Letzteres vielleicht... aber nur, weil es ihr Beruf ist und sie Geld dafür bekommen.
Es ist ihnen doch lieber, wenn ich abgehauen bin und sie einen Irren weniger haben, den sie hinterher künstlich ernähren müssen.
Oooohhh, diese Spinner und Quacksalber!
Sie führen sich auf, als wüssten sie mehr über uns, als wir selbst! Als wären wir ohne sie verloren und so werfen sie uns ständig unser Gnadenfutter vor die Füße!
Sind wir denn wir Zootiere und müssen von den Besuchern beobachtet werden!
Grrrr, gar nichts wissen sie über unsere Seelen... gar nichts! Anzünden möchte ich sie... sie sollen brennen!
Ich...
I died in my dreams What´s that supposed to mean Got lost in the fire I died in my dreams Reaching out for your hand My fatal desire.
Himmel… Habe ich das wirklich gerade gedacht? Meine Gedanken… Das bin nicht ich! Ich erkenne mich selbst nicht wieder... Oh verdammt... Ich bin wirklich wahnsinnig... Ich bin tatsächlich krank… Mein Schritt beschleunigt sich ebenso, wie meine Atmung. Ich verlasse die Häuserreihen, lasse die Stadt hinter mir. Jetzt peitscht mir wieder der eisige Wind ins Gesicht, scheint mich hart für meine unausgesprochenen Worte strafen zu wollen. Ich verdiene es. Schlagt mich, geißelt mich... wie einen Sklaven...

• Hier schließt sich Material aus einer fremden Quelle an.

PR #1115, opened 2023-12-19
Impl'n: New Celery task infra to process CreateMeasures instances

CPrich905:
# TP-2000-1147 Impl'n: New Celery task infra to process CreateMeasures instances

## Why
Currently, bulk editing occurs within the context of a web worker. Because an edit can take many seconds and even minutes to complete, the confirmation web page presented to a user is bounded at the lower end by the amount of time an edit takes. It’s not the best approach to performing this type of computation for a number of reasons, including:

- Generally, users are accustomed to web pages loading in the order of milliseconds or a few seconds in the worst case, so a long delay is frustrating.
- Errors may be accumulate through spurious UI interaction with an in-progress creation process.
- Proxy server time-outs may occur during edit measure processing - the TAP team and SRE do not have the necessary access permissions to extend the proxy server’s timeout period.

## What
This PR is concerned with:

1. Implementing the Celery infrastructure for processing the task asynchronously.
2. Prepare the form data in serializable format. It has been established that the best way to do this with Django Form Wizard is to add a serializer and deserializer onto each Form. The serializer returns the user input to the form, the deserializer provides the completed form object.

## Charlie's Notes
- Migration might be irrelevant
- We're duplicating a lot of the serialization code. TODO: Investigate extracting the serialization code into a helper function that can be imported and reused.


paulpepper-trade (commented):
I think it would be worth separating this PR into smaller ones:

1. Celery-related changes.
2. CreateMeasures model command class.
3. Form serialization changes and tests.

The form serialization could be broken down into smaller PRs, which would help with divvying up those changes too - ticketing them as needed

PR #1116, opened 2024-01-03
Updated NIG5 to correctly handle only goods create and update and NIG5_origin to only handle origin deletions. Also added NIG11 skip delete

dougmills-DIT:
# TP2000-1158 : Updated NIG5, create NIG5_origin, added skip delete to NIG11

 * NIG5 should not be triggered when an origin is added, but validate on the goods transaction not the origins transaction
 * NIG11 should not trigger if a goods is being deleted
 * Full details on ticket 

## Why
Why is this change happening, e.g. goals, use cases, stories, etc.?
 * Both NIG5 and NIG11 recently triggered false positives for an EU update. 
 * Upon investigation it was observed that NIG5 was associated with Goods origins as an indirect business rule, but the validate method used the goods transaction not the origins transaction so would fail if both goods and origin were not present in the same transaction. 
 * NIG11 triggered and failed on a goods deletion

## What
 * Updated the query for the validation method for NIG5 to use the current transaction 
 * Added an NIG5_origin rule, to run against the origin on deletion to prevent updates that leave goods with no origin.
 * Added tests to cover the scenarios identified as issues for both NIG5 and NIG11 
 * Updated tests to work in 2024, some didn't age well

## Checklist
- Requires migrations? No

Links to relevant material
See: [Description](https://uktrade.atlassian.net/browse/TP2000-1158)

### DIFF
--- a/notifications/tests/test_models.py
+++ b/notifications/tests/test_models.py
@@ -1,3 +1,4 @@
+from datetime import date
 from unittest.mock import patch
 
 import factory
@@ -69,7 +70,7 @@ def test_create_packaging_notification(ready_for_packaging_notification):
 
     content = notification.get_personalisation()
     assert content == {
-        "envelope_id": "230001",
+        "envelope_id": f"{str(date.today().year)[2:]}0001",
         "description": "",
         "download_url": "http://localhost/publishing/envelope-queue/",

Mein Pharao... wärt Ihr doch hier... du wüsstest, was zu tun wäre... tut und lasst mit mir, was ihr wollt. Ich gehöre Euch..
Meine Füße folgen wie von allein einem Feldweg. Er ist matschig von dem Dauerregen all die letzten Tage und im Nu färben sich meine schönen weißen Turnschuhe braun. Aber es ist egal, ich habe sowieso kein Ziel.